Take the clothes she wore, for a start: most women were trying to look like one of the popular film stars like Vivien Leigh or Deanna Durbin, with her bolero dresses, but even
for a woman of her age, Maggie wore clothes that could best be described as old-fashioned, even antique: high, buttoned boots, long dresses with high collars, ground-sweeping cloaks, and broad-brimmed hats with feathers.
Needless to say, the local kids—at least those whose parents hadn’t packed them off to the countryside already—used to follow her down the street in gangs and chant, “Mad Maggie, Mad Maggie, she’s so mad, her brain’s all claggy . . .” Children can be so cruel. Most of the time she ignored them, or seemed oblivious to their taunts, but once in a while she wheeled on them, eyes blazing, and started waving her arms around and yelling curses, usually in French. The children would squeal with exaggerated horror, then turn tail and run away.
Maggie never had any visitors; none of us had ever been inside her house; nobody in the community even knew what her real name was, where she had come from, or how she had got to be the way she was. We simply accepted her. There were rumors of course. Some gossipmongers had it that she was an heiress cut off by her family because she went mad; others said she had never recovered from a tragic love affair; still others said she was a rich eccentric and kept thousands of pounds stuffed in her mattress.

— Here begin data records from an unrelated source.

PR #8217, opened 2026-02-18
Transient shutdown timeout

NachoEchevarria:
## Summary of changes

Add Error running shutdown hooks System.TimeoutException to the CheckBuildLogsForErrors known patterns allowlist to prevent flaky CI failures.

## Reason for change

 The CheckBuildLogsForErrors post-test step scans tracer log files for [Error] entries and fails the build if it finds unrecognized ones. Under CI resource pressure, LifetimeManager.RunShutdownTasks can exceed its 30s timeout during
  process shutdown, logging a TimeoutException. This causes builds to fail even though all tests passed (e.g., Test debian_net8.0 in https://dev.azure.com/datadoghq/dd-trace-dotnet/_build/results?buildId=196033).
  

>   10:42:51 [ERR] 02/18/2026 10:12:46 +00:00 [Error] Error running shutdown hooks System.TimeoutException: The operation has timed out.

## Implementation details

 Added one regex to the knownPatterns list in Build.Steps.cs, next to the existing ThreadAbortException pattern since both are transient shutdown errors.

### DIFF
--- a/tracer/build/_build/Build.Steps.cs
+++ b/tracer/build/_build/Build.Steps.cs
@@ -2506,6 +2506,8 @@ partial class Build
                new(@".*Noop\dArgumentsVoidIntegration\.OnMethodBegin.*CallTargetNativeTest.*", RegexOptions.Compiled | RegexOptions.Singleline),
                new(@".*Noop\dArgumentsVoidIntegration\.OnMethodEnd.*CallTargetNativeTest.*", RegexOptions.Compiled | RegexOptions.Singleline),
                new(@".*System.Threading.ThreadAbortException: Thread was being aborted\.", RegexOptions.Compiled),
+               // Transient shutdown timeout - LifetimeManager hooks may not complete within 30s under CI resource pressure
+               new(@".*Error running shutdown hooks System\.TimeoutException.*", RegexOptions.Compiled),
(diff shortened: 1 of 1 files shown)


tracer/build/_build/Build.Steps.cs
```diff
@@ -2506,6 +2506,8 @@ string NormalizedPath(AbsolutePath ap)
                new(@".*Noop\dArgumentsVoidIntegration\.OnMethodBegin.*CallTargetNativeTest.*", RegexOptions.Compiled | RegexOptions.Singleline),
                new(@".*Noop\dArgumentsVoidIntegration\.OnMethodEnd.*CallTargetNativeTest.*", RegexOptions.Compiled | RegexOptions.Singleline),
                new(@".*System.Threading.ThreadAbortException: Thread was being aborted\.", RegexOptions.Compiled),
+               // Transient shutdown timeout - LifetimeManager hooks may not complete within 30s under CI resource pressure
```
andrewlock, line 2509: I am a little hesitant about this one tbh... I understand why we might want to add this, but if this started happening all the time, we would _really_ want to know about it, so I'm not sure we _should_ skip it 🤔

NachoEchevarria: I see. Maybe increasing the timeout to 60 secs woud be a better option? This way, if its a matter of time, we could fix it, but if it's something else, it will keep failing. WDYT?

PR #8227, opened 2026-02-20
Implement `app-extended-heartbeat` telemetry event

andrewlock:
## Summary of changes

Implements the [telemetry v2 extended heartbeat](https://github.com/DataDog/instrumentation-telemetry-api-docs/blob/main/GeneratedDocumentation/ApiDocs/v2/SchemaDocumentation/Schemas/app_extended_heartbeat.md) spec

## Reason for change

We've been asked to implement the extended heartbeat as the backend needs it for data consistency reasons.

## Implementation details

Today, after reporting config keys to the telemetry backend we drop them. After this PR, we keep each poll's `List<T>` in a `List<List<T>>`, and use that to send all the data in the extended heartbeat. We already keep the product and dependency data by design, so it's only configs that needed to change.

In addition, having the configs available means that we can now also include this in the telemetry flare data, which should be very useful for support cases. 

_Unfortunately_, the fact that the tracer flare can happen concurrently with the extended heartbeat complicates things slightly, and means we have to add some synchronization around the `GetData()`/`GetFullData()` calls. I don't expect any contention there in practice though, so it shouldn't be a big issue.

## Test coverage

Existing tests pass, and added some additional unit tests for both the tracer flare and the extended heartbeat. System tests will also be added, which will use the configuration key `DD_TELEMETRY_EXTENDED_HEARTBEAT_INTERVAL` to control the interval.

## Other details

Initially had 🤖 look at it, but I didn't like what it did at all, so went rogue and hand coded instead (ok it wrote one of the tests)

### DIFF
--- a/tracer/test/Datadog.Trace.Tests/Telemetry/Transports/TelemetryTransportFactoryTests.cs
+++ b/tracer/test/Datadog.Trace.Tests/Telemetry/Transports/TelemetryTransportFactoryTests.cs
@@ -27,7 +27,7 @@ public class TelemetryTransportFactoryTests
             agentlessSettings: agentlessEnabled ? new TelemetrySettings.AgentlessSettings(new Uri("http://localhost"), "SOME_API_KEY", null) : null,
             agentProxyEnabled: agentProxyEnabled,
             heartbeatInterval: TimeSpan.FromSeconds(1),
-            extendedHeartbeatInterval: TimeSpan.FromHours(24),
+            extendedHeartbeatInterval: TimeSpan.FromDays(1),
             dependencyCollectionEnabled: true,
             metricsEnabled: true,
             debugEnabled: false,


lucaspimentel:
In the PR description:

> the tracer flare can happen concurrently with the tracer flare 

one of those was meant to be "heartbeat"?

tracer/test/Datadog.Trace.Tests/Telemetry/Transports/TelemetryTransportFactoryTests.cs
```diff
@@ -27,6 +27,7 @@ public void UsesCorrectTransports(bool agentProxyEnabled, bool agentlessEnabled)
             agentlessSettings: agentlessEnabled ? new TelemetrySettings.AgentlessSettings(new Uri("http://localhost"), "SOME_API_KEY", null) : null,
             agentProxyEnabled: agentProxyEnabled,
             heartbeatInterval: TimeSpan.FromSeconds(1),
+            extendedHeartbeatInterval: TimeSpan.FromHours(24),
```
lucaspimentel: but `TimeSpan.FromDays(1)` is so much better!

andrewlock: Is it the same thing though, what happens if the app starts on daylight savings 😉

andrewlock: [Turns out it's _Defined_ in terms of hours](https://github.com/dotnet/dotnet/blob/b0f34d51fccc69fd334253924abd8d6853fad7aa/src/runtime/src/libraries/System.Private.CoreLib/src/System/TimeSpan.cs#L85), so fair enough 😉

tracer/src/Datadog.Trace/Telemetry/Collectors/ConfigurationTelemetry.Collector.cs
```diff
@@ -43,31 +47,48 @@ public void CopyTo(IConfigurationTelemetry destination)
...
-            {
-                return data;
+                // we have multiple collections to report
+                _reportedCount = _allData.Count;
+                return new ListOfListOfConfigurationKeyValue(_allData, _reportedCount);
             }
+        }
 
-            GetData(config, data);
+        public ICollection<ConfigurationKeyValue>? GetFullData()
```
anna-git, line 78: nit: seems like return type can never be null?

tracer/src/Datadog.Trace/Telemetry/Collectors/ConfigurationTelemetry.Collector.cs
```diff
@@ -111,6 +163,103 @@ public void Clear()
             while (config.TryDequeue(out _))
             {
             }
+
+            // clears any saved data
+            _allData.Clear();
```
anna-git: does it need to be locked?

tracer/src/Datadog.Trace/Telemetry/Collectors/ConfigurationTelemetry.Collector.cs
```diff
@@ -43,31 +47,48 @@ public void CopyTo(IConfigurationTelemetry destination)
         /// <returns>Null if there are no changes, or the collector is not yet initialized</returns>
         public ICollection<ConfigurationKeyValue>? GetData()
```
anna-git, line 48: should this be renamed, as it took me🐢  some time to understand one is the diff one is a full snapshot? maybe `GetDataDiff` or `GetIncrementalData`?

tracer/src/Datadog.Trace/Telemetry/Collectors/ConfigurationTelemetry.Collector.cs
```diff
@@ -43,31 +47,48 @@ public void CopyTo(IConfigurationTelemetry destination)
...
+                    return null;
+                }
 
-            var config = Interlocked.Exchange(ref _entries, _backBuffer);
-            _backBuffer = config;
+                if (_reportedCount == _allData.Count - 1)
+                {
+                    // we just need to report the latest results
+                    _reportedCount++;
+                    return latestData;
```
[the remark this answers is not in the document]
anna-git: isnt it expected behavior? if extended heartbeat is true, we report everything and the next normal GetData call should return null?

tracer/src/Datadog.Trace/Telemetry/Collectors/ConfigurationTelemetry.Collector.cs
```diff
@@ -43,31 +47,48 @@ public void CopyTo(IConfigurationTelemetry destination)
...
+                }
 
-            if (config.IsEmpty)
-            {
-                return data;
+                // we have multiple collections to report
+                _reportedCount = _allData.Count;
+                return new ListOfListOfConfigurationKeyValue(_allData, _reportedCount);
```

Whoever and whatever Mad Maggie was, she managed to take care of life’s minutiae somehow; she paid her rent, she bought newspapers, and she handled her ration coupons just like the rest of us. She also kept herself clean, despite the restriction to only five inches of bathwater. Perhaps her eccentricity was just an act, then, calculated to put people off befriending her for some reason? Perhaps she was shy or antisocial? All in all, she was known as Mad Maggie only because she never talked to anyone except herself, because of the old clothes she wore, because of her strange outbursts in French, and because, as everyone knew, she never went to the shelters during air raids, but would either stay indoors alone or walk the blacked-out streets muttering and arguing with herself, waving her arms at the skies as if inviting the bombs to come and get her.